I'd rule out the network first.
Also, are you using copy offload at all? I've seen weird perf issues with that: https://kb.netapp.com/Advice_and_Troubleshooting/Data_Storage_Software/vStorage_APIs_-_Array_Integration_(VAAI)/How_to_disable_SAN_VAAI_Copy_Offload_o... But confirm with qos statistics volume latency show.
I tried disabling "HardwareAcceleratedMove" and it had very little if any impact on the time it took for a storage vmotion to complete. I'm going to dig through the switch configs and check for packet errors after Christmas.

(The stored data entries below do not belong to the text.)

PR #276, opened 2019-03-09
feat: add cli options

thepassle:
Adds options to the generator cli

### DIFF
--- a/packages/create/src/Generator.js
+++ b/packages/create/src/Generator.js
@@ -6,7 +6,7 @@ import { parseCliOptions } from './helpers.js';
 
 const optionDefinitions = [
   { name: 'tag-name', type: String, defaultValue: '' },
-  { name: 'no-npm', type: Boolean, defaultValue: false },
+  { name: 'npm-install', type: String, defaultValue: 'true' }, // set to emptry string later
   { name: 'scaffold', type: String, defaultValue: '' },
 ];
 
@@ -16,8 +16,8 @@ class Generator {
   constructor() {
     this._destinationPath = process.cwd();
     this.templateData = {};
+    this.wantsNpmInstall = '';
     this.cliOptions = parseCliOptions(cliOptions);
-    this._noNpm = this.cliOptions['no-npm'];
   }
 
   // eslint-disable-next-line class-methods-use-this
@@ -40,7 +40,13 @@ class Generator {
   }
 
   async end() {
-    if (!this._noNpm) {
+    if (this.cliOptions['npm-install'] === '') {
+      // this.wantsNpmInstall = await askYesNo('Do you want to run npm install?'); // eslint-disable-line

I've run "qos statistics volume latency show" but I don't have a frame of reference to know what is a good/bad value. QoS Max/Min are all 0 as I don't think any QoS rule are currently active. Volume Latency varies from 150us up to 500us but most are between 200-250us. Network Latency shows values of 40-100us and for data I see 60-130us. For disk latency I see values of 14-100us.
Ok, try a packet trace. "us" = microseconds, so less than 1 ms of latency. It is very good.
Did you ever find what caused this?
I'm on the same boat, storage vmotion of thin provisioned VMs take hours for small VMs as long as they have more than 100GB provisioned. Installing or removing the VAAI didn't have much of an impact.